FDA grants orphan drug status to ganaxolone for Fragile X syndrome

The FDA has granted orphan drug designation to ganaxolone for the treatment of Fragile X syndrome, the most common genetic cause of autism, according to a press release from Marinus Pharmaceuticals.

“This designation underscores the significant unmet medical need for children suffering from a genetic mutation that causes autism-like symptoms including anxiety, mood swings and attention-deficit,” Christopher M. Cashman, president and CEO of Marinus, said in the release.

Fragile X syndrome is caused by an FMR1 gene mutation and can be diagnosed by several cognitive, behavioral and educational impairments. About 100,000 people in the U.S. have Fragile X syndrome, which affects 1 in 3,600 to 4,000 men and 1 in 4,000 to 6,000 women of every race and ethnicity, per the CDC.

Seizures are the most recognizable feature of Fragile X syndrome; which about 7% of women and 18% of men experience. However, there are currently no known cures or approved therapies for the syndrome.

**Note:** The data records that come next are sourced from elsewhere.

PR #218, opened 2019-04-10
first implementation of vptranslator

patochectp:


src/vptranslator.rs
```diff
@@ -0,0 +1,192 @@
...
+    exceptions: Vec<ExceptionDate>,
+}
+
+fn get_prev_monday(date: NaiveDate) -> NaiveDate {
+    let res = date + Duration::days(-1 * date.weekday().num_days_from_monday() as i64);
+    res
+}
+
+fn weeks(dates: &BTreeSet<NaiveDate>) -> Vec<u8> {
+    let start_date: NaiveDate = get_prev_monday(*dates.iter().next().unwrap());
```
antoine-de: each `unwrap` is a kitty dying somewhere :laughing: 

maybe you can rewrite it like:

```rust
    let start_date = match dates.iter().next().map(|d|get_prev_monday(*d)) {
        Some(d) => d,
        None => return vec![]
    };
```

src/vptranslator.rs
```diff
@@ -0,0 +1,192 @@
...
+
+    let mut res = vec![0; length];
+    for date in dates {
+        let w = date.signed_duration_since(start_date).num_weeks() as usize;
+        res[w] |= 1 << (7 - date.weekday().number_from_monday());
+    }
+    res
+}
+
+fn dists(w: u8, weeks: &Vec<u8>) -> u32 {
```
antoine-de: it's a bit more rustic to it a slice:
 ` fn dists(w: u8, weeks: &[u8]) -> u32 { `

src/vptranslator.rs
```diff
@@ -0,0 +1,192 @@
...
+    let mut res: u32 = 0;
```
antoine-de: it's completly minor and the way you wrote it is perfect, but just so you know I think you could have written it like

```rust
    weeks.iter()
    .filter(|n| **n != 0u8)
    .map(|n| (*n as u8 ^ w).count_ones())
    .sum()
```

src/vptranslator.rs
```diff
@@ -0,0 +1,192 @@
...
+    for n in weeks.iter() {
+        if *n != 0 {
+            res += (*n as u8 ^ w).count_ones();
+        }
+    }
+    res
+}
+
+fn get_min_week_pattern(weeks: &Vec<u8>) -> u8 {
```
antoine-de: same here for `&[u8]`

src/vptranslator.rs
antoine-de: can you add a better name or a comment ? I'm not sure of what this does

src/vptranslator.rs
```diff
@@ -0,0 +1,192 @@
...
+        }
+    }
+    operating_days.sort_by_key(|w| w.num_days_from_monday());
+}
+
+fn clean_extra_dates(start_date: NaiveDate, end_date: NaiveDate, dates: &mut Vec<ExceptionDate>) {
+    dates.retain(|d| d.date >= start_date && d.date <= end_date);
+}
+
+pub fn translate(dates: &BTreeSet<NaiveDate>) -> BlockPattern {
```
antoine-de: travis will complain, as it is required to have some documentation on every public method/struct, could you add some on this ?

src/vptranslator.rs
```diff
@@ -0,0 +1,192 @@
...
+    Add,
+}
+
+#[derive(Debug)]
+struct ExceptionDate {
+    date: NaiveDate,
+    exception_type: ExceptionType,
+}
+
+impl PartialEq for ExceptionDate {
```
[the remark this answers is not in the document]
antoine-de: isn't this comment still relevant ?

src/vptranslator.rs
```diff
@@ -0,0 +1,253 @@
...
+    ///Indicates operating days of the service
+    pub operating_days: Vec<Weekday>,
+    ///Start and end service day for the service interval
+    pub validity_periods: Vec<ValidityPeriod>,
+    ///List of dates where service is available or not in interval.
+    pub exceptions: Vec<ExceptionDate>,
+}
+
+fn get_prev_monday(date: Date) -> Date {
+    date + Duration::days(-1 * date.weekday().num_days_from_monday() as i64)
```
antoine-de: can't you do `date - ...` ?

src/vptranslator.rs
```diff
@@ -0,0 +1,253 @@
...
+    let mut res = vec![0; length];
+    for date in dates {
+        let w = date.signed_duration_since(start_date).num_weeks() as usize;
+        res[w] |= 1 << (7 - date.weekday().number_from_monday());
+    }
+    res
+}
+
+fn dists(w: u8, weeks: &[u8]) -> u32 {
+    let res = weeks
```
antoine-de: you can directly return res, but removing the assignation

src/vptranslator.rs
```diff
@@ -0,0 +1,253 @@
...
+    }
+    operating_days.sort_by_key(|w| w.num_days_from_monday());
+}
+
+fn clean_extra_dates(start_date: Date, end_date: Date, dates: &mut Vec<ExceptionDate>) {
+    dates.retain(|d| d.date >= start_date && d.date <= end_date);
+}
+///Allows you to present a list of dates in a readable way.
+pub fn translate(dates: &BTreeSet<Date>) -> BlockPattern {
+    let mut res = BlockPattern::default();
```
antoine-de: can't you make this variable not mutable, and create it from all the fields at the end ?

src/vptranslator.rs
```diff
@@ -0,0 +1,253 @@
...
+    let end_date = match dates.iter().next_back() {
+        Some(d) => *d,
+        None => return res,
+    };
+
+    let validity_period = ValidityPeriod {
+        start_date: start_date,
+        end_date: end_date,
+    };
+    res.validity_periods.push(validity_period);
```
antoine-de: to make it more clear that the validity has for the moment only one value, you can do:
```rust
let validity_periods = vec![ValidityPeriod {
        start_date: start_date,
        end_date: end_date,
    }];
```

src/vptranslator.rs
```diff
@@ -0,0 +1,253 @@
...
+    end_date = Date::from_ymd(2012, 7, 8);
+    dates.insert(start_date);
+    dates.insert(end_date);
+    assert_eq!(
+        compute_validity_pattern(get_prev_monday(start_date), end_date, &dates).len(),
+        1
+    );
+
+    // partial + one week
+    dates.clear();
```
antoine-de: It's better to split this in several test, this way you don't have to cleanup, and you can have several fails at once (else it will stop at the first one)

src/vptranslator.rs
```diff
@@ -0,0 +1,253 @@
...
+    assert_eq!(
+        compute_validity_pattern(get_prev_monday(start_date), end_date, &dates).len(),
+        2
+    );
+
+    // one week + partial
+    dates.clear();
+    start_date = Date::from_ymd(2012, 7, 2);
+    end_date = Date::from_ymd(2012, 7, 13);
+    dates.insert(start_date);
```
antoine-de: to ease the writting of the test, you can use https://github.com/bluss/maplit
that makes it possible to write:
`let dates = btreeset!{Date::from_ymd(2012, 7, 2), Date::from_ymd(2012, 7, 13)};`

tests/vptranslator.rs
```diff
@@ -0,0 +1,474 @@
...
+            end_date: Date::from_ymd(2012, 7, 2),
+        }
+    );
+}
+
+#[test]
+fn bound_cut() {
+    let res = translate(&get_dates_from_bitset(
+        Date::from_ymd(2012, 7, 16),
+        &format!("{}{}", "0011101", "000"),
```
antoine-de: why do you need this `format!` since all the values are hardcoded ?

src/vptranslator.rs
patochectp: I had an anomaly and I thought it was coming from there and I forgot to put the code back.
I'm sorry

src/vptranslator.rs
patochectp: but start_date is re-use after

tests/vptranslator.rs
patochectp: Reading the test is more visible because you can see the weeks

tests/vptranslator.rs
```diff
@@ -0,0 +1,474 @@
...
+    assert!(res.exceptions.is_empty());
+    assert_eq!(
+        res.validity_periods.iter().next().unwrap(),
+        &ValidityPeriod {
+            start_date: Date::from_ymd(2012, 7, 18),
+            end_date: Date::from_ymd(2012, 7, 22),
+        }
+    );
+
+    let res = translate(&get_dates_from_bitset(
```
antoine-de: you can also split this one

tests/vptranslator.rs
```diff
@@ -0,0 +1,474 @@
...
+    let ss = "0000011";
+    let pattern = format!(
+        "{}{}{}{}{}{}{}{}",
+        mttf, mttf, mttf, mtwtf, mtwtf, mttf, ss, ss
+    );
+    let res = translate(&get_dates_from_bitset(Date::from_ymd(2012, 7, 2), &pattern));
+
+    assert_eq!(get_week_from_weekday(res.operating_days), 0b1101100);
+    assert_eq!(res.exceptions.len(), 14);
+    //assert!(res.exceptions.is_empty());
```
antoine-de: can you clean up this ?

src/vptranslator.rs
antoine-de: since lots of tests seems to share the same patterns, in addition to split them you can maybe add a test utility function to reduce the noise.

to add a test utility function you can do:

```rust

#[cfg(test)]
mod tests {
   fn the_utility_function() {... }

    #[test]
    fn one_function(){...}
}
```


the utility could be 
`compute_vp_between(date1, date2) -> Vec<u8>`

Ganaxolone is an endogenous neurosteroid produced in the central nervous system that acts on the synaptic and extrasynaptic GABAA target to suppress seizures and anxious activity.

Marinus — which plans to develop ganaxolone into IV, capsule and liquid forms — has conducted clinical trials over 2 years to evaluate the safety and efficacy of ganaxolone as adjunctive therapy for seizures and anxiety in Fragile X syndrome. Study outcomes indicated that ganaxolone is safe and well-tolerated overall, however, common reported adverse events were somnolence, dizziness and fatigue.

The FDA’s Office of Orphan Products Development assigns orphan drug designation to novel drugs and biologics that are intended for safe and effective treatment, diagnosis or prevention of rare diseases or disorders that affect less than 200,000 people nationwide.

Disclosures: Cashman is employed by Marinus Pharmaceuticals.